WHAT YOU WILL DO: Find every line in the records below that holds the word "please" and copy it.

RECORD EXCERPTS:
»»

PR #1454, opened 2025-03-31
Muxed address support for Soroban SDK.

dmkozh:
### What

This introduces the `MuxedAddress` type that maps to either `AddressObject` or `MuxedAddressObject`. This also adds a new helper for building token events with muxed addresses as per CAP-67.

### Why

Support for CAP-67.

### Known limitations

N/A


soroban-sdk/src/testutils.rs
```diff
@@ -438,6 +438,12 @@ pub trait Address {
     fn generate(env: &Env) -> crate::Address;
 }
 
+pub trait MuxedAddress {
+    /// Create a new MuxedAddress from a provided account public key and
+    /// multiplexing identifier.
+    fn from_account_id(env: &Env, account_key: &[u8; 32], id: u64) -> crate::MuxedAddress;
```
leighmcculloch, line 444: I think the account key input should be an Address. Users don't usually pass account keys around like this. The naming is also ambiguous to if it is the public key or secret key.
```suggestion
    fn new(env: &Env, address: &Address, muxed_id: u64) -> crate::MuxedAddress;
```

soroban-sdk/src/address.rs
```diff
@@ -55,6 +55,7 @@ impl Debug for Address {
                         let strkey = Strkey::Contract(Contract(contract_id.0));
                         write!(f, "Contract({})", strkey.to_string())?;
                     }
+                    _ => return Err(core::fmt::Error),
```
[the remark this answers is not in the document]
dmkozh: I'm not sure if it's realistic that we will extend the address space, but that wouldn't hurt either, done.

soroban-sdk/src/env.rs
```diff
@@ -354,6 +354,27 @@ impl Env {
...
+    }
+
+    #[doc(hidden)]
+    pub(crate) fn get_id_from_muxed_address(&self, muxed_address: MuxedAddressObject) -> u64 {
+        u64::try_from_val(
+            self,
+            &internal::Env::get_id_from_muxed_address(self, muxed_address).unwrap_infallible(),
+        )
+        .unwrap()
+    }
```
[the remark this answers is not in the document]
dmkozh: Done.

soroban-sdk/src/muxed_address.rs
```diff
@@ -0,0 +1,281 @@
...
+    Address(AddressObject),
+    MuxedAddress(MuxedAddressObject),
+}
+
+/// MuxedAddress is a union type that represents either the regular `Address`,
+/// or a 'multiplexed' address that consists of a regular address and a u64 id
+/// and can be used for representing the 'virtual' accounts that allows for
+/// managing multiple balances off-chain with only a single on-chain balance
+/// entry. The address part can be used as a regular `Address`, and the id
+/// part can be used only in the events for the off-chain processing.
```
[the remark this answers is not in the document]
dmkozh: Done.

soroban-sdk/src/muxed_address.rs
```diff
@@ -0,0 +1,281 @@
...
+///
+/// This type is only necessary in a few special cases, such as token transfers
+/// that support non-custodial accounts (e.g. for the exchange support). Prefer
+/// using the regular `Address` type unless multiplexing support is necessary.
+///
+/// This type is compatible with `Address` at the contract interface level, i.e.
+/// if a contract accepts `MuxedAddress` as an input, then its callers may still
+/// pass `Address` into the call and nothing will break. This means that if a
```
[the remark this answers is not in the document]
dmkozh: Done.

soroban-sdk/src/testutils.rs
dmkozh: That's the most obvious option, but it would require invalid input handling (which is confusing for the user as not every address will be accepted), and (more annoyingly) this would require a generator for the account addresses, which opens a whole new can of worms. I'd like to avoid explicitly adding account address generator for tests for the time being. I've tried a `generate` interface, as well as function for creating addresses with a different mux id. This way account addresses don't need to 'leak' into the usual address test utils.

leighmcculloch: Folks can use the existing `Address::generate`?

soroban-sdk/src/muxed_address.rs
```diff
@@ -0,0 +1,310 @@
...
+impl From<Address> for MuxedAddress {
+    fn from(address: Address) -> Self {
+        address
+            .as_object()
+            .try_into_val(address.env())
+            .unwrap_infallible()
+    }
+}
+
+impl MuxedAddress {
```
leighmcculloch, line 171: The `Address` type has a `from_str` and `from_string` functions. I guess we'd need additional host functions to make that happen. I think it's fine if we skip that until someone asks for it, since adding it is additive, but the APIs of the two types are a little disjoint without it.

Can we add the `from_str` and `from_string` as testutils at least so folks can use them in tests at least?

soroban-sdk/src/muxed_address.rs
```diff
@@ -0,0 +1,310 @@
...
+                ed25519: crate::env::internal::xdr::Uint256(
+                    env.with_generator(|mut g| g.address()),
+                ),
+                id,
+            },
+        ));
+        sc_val.try_into_val(env).unwrap()
+    }
+
+    fn clone_with_id(&self, new_id: u64) -> crate::MuxedAddress {
```
leighmcculloch, line 294: Instead of clone with id, could we add a `new` function with an `Address` and `id`? Then folks could compose the MuxedAddress without the Address having to have already been inside a MuxedAddress. It'll result in more consistent test code that's easier to copy-paste, otherwise the first muxed address has to be created with different code.

soroban-sdk/src/testutils.rs
dmkozh: No, the existing `Address::generate` creates contract addresses only and we can't simply switch it to be account address, as that would break SAC interactions. I don't think it's worth the effort to try and support that, given that what we're trying to do here is only necessary for a narrow use case (custom token implementations) that doesn't need to involve SAC.

soroban-sdk/src/muxed_address.rs
dmkozh: > but the APIs of the two types are a little disjoint without it.

That's actually intentional. Muxed addresses have pretty limited use and I don't think the reasons for why we support strkeys for address (like cross-chain interactions) apply to them, at least for now.

> Can we add the from_str and from_string as testutils at least so folks can use them in tests at least?

It's not hard to add, but I don't see the purpose for that on the other hand. Do you have some use cases in mind? I think a generator for arbitrary addresses is more convenient (arguably it could actually generate ids as well; I don't have too strong opinion on this though).

soroban-sdk/src/muxed_address.rs
dmkozh: As I've mentioned above, this would require us adding support for account addresses, and I don't think it's a good idea at the moment. Even if we had that, it would still be confusing, as contract addresses still wouldn't be supported.

> It'll also result in more consistent test code that's easier to copy-paste, 

Yeah, I realize this is not the prettiest interface and I'm open to suggestions on how we could improve it. But for now I think that whatever interface we come up with should not rely on generating account addresses.

leighmcculloch (approved):
I still think we should add a test function `MuxedAddress::new` and commented inline as I don't understand the limitation preventing us from doing that. But otherwise LGTM.

I think the change as a whole strikes the right balance in adding this functionality, convenience, while preventing mistakes. The comments do a good job of framing the type and calling out what not to do. 👏🏻

dmkozh:
> I'm not sure what that means. The SDK already supports account address (G addresses). The function I'm suggesting is a test function only, the same as the above generate function, it'd just error if the Address passed in wasn't a G address.

But there is no way to _generate_ a test G-account, is there? That's was mostly concerned about - if we only add a way to generate a muxed account from G-account, then for non-snapshot tests it would be necessary to also be able to generate G-address, which I think would be nice to avoid.

> The problem with not adding a way to construct a MuxedAddress from a G address and ID is that it is not possible to write a test that matches an account in an existing snapshot. So the API seems incomplete without it.

That's a fair point. I can add a G+id constructor, but leave the address as is, so whoever has the fully set up G-account can benefit from that, and for the quick unit tests the generate function will be sufficient. Then I guess I can get rid of clone as well.

> Actually, it looks like it's possible to convert from an Address to a MuxedAddress and then call clone_with_id, so still really unclear to me why a ::new can't do the same thing. What am I missing?

The intent was to only clone between 'actually' muxed addresses, but the implementation is also incorrect given that Address is indeed convertible to MuxedAddress (so a user trying to do what you suggested would hit an unhelpful `unreachable` panic). I'll just add `new` for then.

FWIW if we merge this, then well officially switch SDK to pre-protocol-23 mode, so please let me know if you want to merge something before this.

leighmcculloch:
> But there is no way to _generate_ a test G-account, is there?

Ah. Yes, there's no way to create accounts, we dropped that functionality a while ago. But you can create an Address from a G strkey, and if you import a snapshot, accounts can already exist.

> FWIW if we merge this, then well officially switch SDK to pre-protocol-23 mode, so please let me know if you want to merge something before this.

Thanks for calling that out, I think this will be the first v23 PR. We should probably try and merge and release all the other open PRs before this one, if not impractical.

leighmcculloch:
> > But there is no way to _generate_ a test G-account, is there?
> 
> Ah. Yes, there's no way to create accounts, we dropped that functionality a while ago. But you can create an Address from a G strkey, and if you import a snapshot, accounts can already exist.

I think we can get away with not creating accounts, at least for now. Folks can still test that MuxedAddresses work with their contract tokens, and they can still build muxed addresses that match accounts in a snapshot. If folks ask for creating accounts we could revisit that in a minor release I think?

dmkozh:
> If folks ask for creating accounts we could revisit that in a minor release I think?

Yeah, that seems reasonable. I'll update and ping this PR a bit later when I have some time - it doesn't seem like there is urgency to it for now.

soroban-sdk/src/testutils.rs
```diff
@@ -438,6 +438,27 @@ pub trait Address {
...
+    /// Returns a new `MuxedAddress` that has the same `Address` part as the
+    /// provided `address` and the provided multiplexing id.
+    ///
+    /// `address` can be either an `Address` or `MuxedAddress` and it has to
+    /// be an account (non-contract) address.
+    ///
+    /// Note on usage: the simplest way to test `MuxedAddress` is to generate
+    /// an arbitrary valid address with `MuxedAddress::generate`, then
+    /// `MuxedAddress::new` can be used to alter only the multiplexing id part
+    /// of that address.
```
leighmcculloch, line 458: Suggest slightly different instruction:
```suggestion
    /// Note on usage: the simplest way to test with multiple `MuxedAddress` that
    /// have the same underlying address is to generate an arbitrary address with
    /// `Address::generate`, then `MuxedAddress::new` can be used to create
    /// multiple `MuxedAddress` with that base `Address`.
```

soroban-token-sdk/src/event.rs
```diff
@@ -22,6 +22,45 @@ impl Events {
         self.env.events().publish(topics, amount);
     }
 
+    pub fn transfer_with_muxed_address(&self, from: MuxedAddress, to: MuxedAddress, amount: i128) {
```
leighmcculloch, line 25: I think this needs tweaking to change the from to an Address.

soroban-sdk/src/muxed_address.rs
leighmcculloch: > Do you have some use cases in mind?

When writing tests against mainnet state someone may need to be able to paste a muxed address in. From what's here it looks like they'd need to convert it to a G address, Address::from_str with the G, then MuxedAddress::new with the G and the id. So a dev can work around the missing function, it just seems unnecessary complexity. 

> I don't think the reasons for why we support strkeys for address (like cross-chain interactions) apply to them

I think it's possible a bridge might want to deliver to a custodial address, but yeah, there's no evidence of that being a thing right now.

---

I don't see the reason to gate keep this type of functionality. But, I agree, it seems pretty edge case. We can add it when/if someone asks for it, but I don't think we should hesitate to.

leighmcculloch (commented):
Looks good. I think there's just one tweak needed because the event publishing helper publishes with a from MuxedAddress, and that's no longer supported.

leighmcculloch:
For merging this, I think @jayz22 wants to do a minor release with new functionality before we merge p23 changes.

soroban-sdk/src/testutils.rs
dmkozh: The suggested instruction won't work because `Address::generate` generates a contract address.

soroban-token-sdk/src/event.rs
dmkozh: Done.

deny.toml
```diff
@@ -111,7 +111,7 @@ allow = [
     "Apache-2.0",
     "BSD-3-Clause",
     "Apache-2.0 WITH LLVM-exception",
-    "Unicode-DFS-2016",
+    "Unicode-3.0",
```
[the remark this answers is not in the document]
dmkozh: This seems like some kind of a fluke; this appeared due to some dependency bump that is no longer necessary.

dmkozh:
This has been rebased on top of rc1.

soroban-sdk/src/muxed_address.rs
```diff
@@ -0,0 +1,316 @@
...
+        let sc_val = ScVal::Address(crate::env::internal::xdr::ScAddress::MuxedAccount(
+            crate::env::internal::xdr::MuxedEd25519Account {
+                ed25519: crate::env::internal::xdr::Uint256(
+                    env.with_generator(|mut g| g.address()),
+                ),
+                id,
+            },
+        ));
+        sc_val.try_into_val(env).unwrap()
+    }
```
leighmcculloch, line 292: One last feedback on this function: I think we should drop the `id` parameter.

It feels odd to me that you can generate and provide part of the address as a fixed value. 

Conceptually most devs who are working with muxed addresses have a fixed base address, and variable ID, so having the reverse in this function, a random base and fixed ID, is conceptually a bit mind bending.

If folks really need to set the ID, they can call generate, then use `new` to change the id to a fixed value.

soroban-spec-rust/Cargo.toml
```diff
@@ -11,7 +11,7 @@ edition = "2021"
 rust-version.workspace = true
 
 [dependencies]
-stellar-xdr = { workspace = true, features = ["curr", "std", "serde"] }
+stellar-xdr = { workspace = true, features = ["next", "std", "serde"] }
```
leighmcculloch, line 14: This is surprising, why do we need next for the specs? The specs would have been updated in both?

leighmcculloch (commented):
This looks good. I think we should make one tweak.

I also had one question about the xdr inline.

««

COMPLETED TASK:
FWIW if we merge this, then well officially switch SDK to pre-protocol-23 mode, so please let me know if you want to merge something before this.
> FWIW if we merge this, then well officially switch SDK to pre-protocol-23 mode, so please let me know if you want to merge something before this.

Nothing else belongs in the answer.